Exercise description:
Your answer should be an exact copy of the data.
[[ Data for this task, beginning ]]
PR #399, opened 2025-03-06
feat(ui): change qr-scan animation & color

karelispanagiotis:

PR #403, opened 2025-03-10
revert(ui): Revert "revert(ui): change qr-scan animation & color #399 (#400)"

andronat:
This reverts commit d50fabfc4419e667f192ff1cdd22fe8f5e41f558.

### DIFF
--- a/ui/rgb/src/lib.rs
+++ b/ui/rgb/src/lib.rs
@@ -101,6 +101,7 @@ impl Argb {
     /// Outer-ring color during user QR scans
     pub const PEARL_RING_USER_QR_SCAN: Argb = Argb(None, 30, 20, 0);
     pub const PEARL_RING_USER_QR_SCAN_SPINNER: Argb = Argb(None, 28, 25, 10);
+    pub const PEARL_RING_USER_QR_SCAN_WAVE: Argb = Argb(None, 255, 255, 255);
     /// Shroud color to invite user to scan / reposition in front of the orb
     pub const PEARL_CENTER_SUMMON_USER_AMBER: Argb = Argb(None, 30, 20, 0);
     /// Shroud color during user scan/capture (in progress)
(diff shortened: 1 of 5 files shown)


ui/rgb/src/lib.rs
```diff
@@ -101,6 +101,7 @@ impl Argb {
     /// Outer-ring color during user QR scans
     pub const PEARL_RING_USER_QR_SCAN: Argb = Argb(None, 30, 20, 0);
     pub const PEARL_RING_USER_QR_SCAN_SPINNER: Argb = Argb(None, 28, 25, 10);
+    pub const PEARL_RING_USER_QR_SCAN_WAVE: Argb = Argb(None, 255, 255, 255);
```
fouge, line 104: this is way too bright. Thomas M asked for 25% reduction based on value of 40. So I changed to 30 in https://github.com/worldcoin/orb-software/pull/401

ui/src/engine/pearl/self_serve.rs
```diff
@@ -148,6 +148,18 @@ impl Runner<PEARL_RING_LED_COUNT, PEARL_CENTER_LED_COUNT> {
...
+                        self.operator_signup_phase.user_qr_code_ok();
+                        self.set_ring(
+                            LEVEL_FOREGROUND,
+                            animations::Wave::new(
+                                Argb::PEARL_RING_USER_QR_SCAN_WAVE,
+                                5.0,
+                                0.5,
+                                true,
+                            ),
+                        );
```
fouge, line 161: we would need a smooth transition here, see https://github.com/worldcoin/orb-software/pull/401

fouge (changes requested):
i don't think we will ever try to use `User` or `UserV2` interchangeably (based on a backend config for example)

to me it's adding complexity and is technical debt that we know we can already clean.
[[ Data for this task, end ]]
Response:
PR #399, opened 2025-03-06
feat(ui): change qr-scan animation & color

karelispanagiotis:

PR #403, opened 2025-03-10
revert(ui): Revert "revert(ui): change qr-scan animation & color #399 (#400)"

andronat:
This reverts commit d50fabfc4419e667f192ff1cdd22fe8f5e41f558.

### DIFF
--- a/ui/rgb/src/lib.rs
+++ b/ui/rgb/src/lib.rs
@@ -101,6 +101,7 @@ impl Argb {
     /// Outer-ring color during user QR scans
     pub const PEARL_RING_USER_QR_SCAN: Argb = Argb(None, 30, 20, 0);
     pub const PEARL_RING_USER_QR_SCAN_SPINNER: Argb = Argb(None, 28, 25, 10);
+    pub const PEARL_RING_USER_QR_SCAN_WAVE: Argb = Argb(None, 255, 255, 255);
     /// Shroud color to invite user to scan / reposition in front of the orb
     pub const PEARL_CENTER_SUMMON_USER_AMBER: Argb = Argb(None, 30, 20, 0);
     /// Shroud color during user scan/capture (in progress)
(diff shortened: 1 of 5 files shown)


ui/rgb/src/lib.rs
```diff
@@ -101,6 +101,7 @@ impl Argb {
     /// Outer-ring color during user QR scans
     pub const PEARL_RING_USER_QR_SCAN: Argb = Argb(None, 30, 20, 0);
     pub const PEARL_RING_USER_QR_SCAN_SPINNER: Argb = Argb(None, 28, 25, 10);
+    pub const PEARL_RING_USER_QR_SCAN_WAVE: Argb = Argb(None, 255, 255, 255);
```
fouge, line 104: this is way too bright. Thomas M asked for 25% reduction based on value of 40. So I changed to 30 in https://github.com/worldcoin/orb-software/pull/401

ui/src/engine/pearl/self_serve.rs
```diff
@@ -148,6 +148,18 @@ impl Runner<PEARL_RING_LED_COUNT, PEARL_CENTER_LED_COUNT> {
...
+                        self.operator_signup_phase.user_qr_code_ok();
+                        self.set_ring(
+                            LEVEL_FOREGROUND,
+                            animations::Wave::new(
+                                Argb::PEARL_RING_USER_QR_SCAN_WAVE,
+                                5.0,
+                                0.5,
+                                true,
+                            ),
+                        );
```
fouge, line 161: we would need a smooth transition here, see https://github.com/worldcoin/orb-software/pull/401

fouge (changes requested):
i don't think we will ever try to use `User` or `UserV2` interchangeably (based on a backend config for example)

to me it's adding complexity and is technical debt that we know we can already clean.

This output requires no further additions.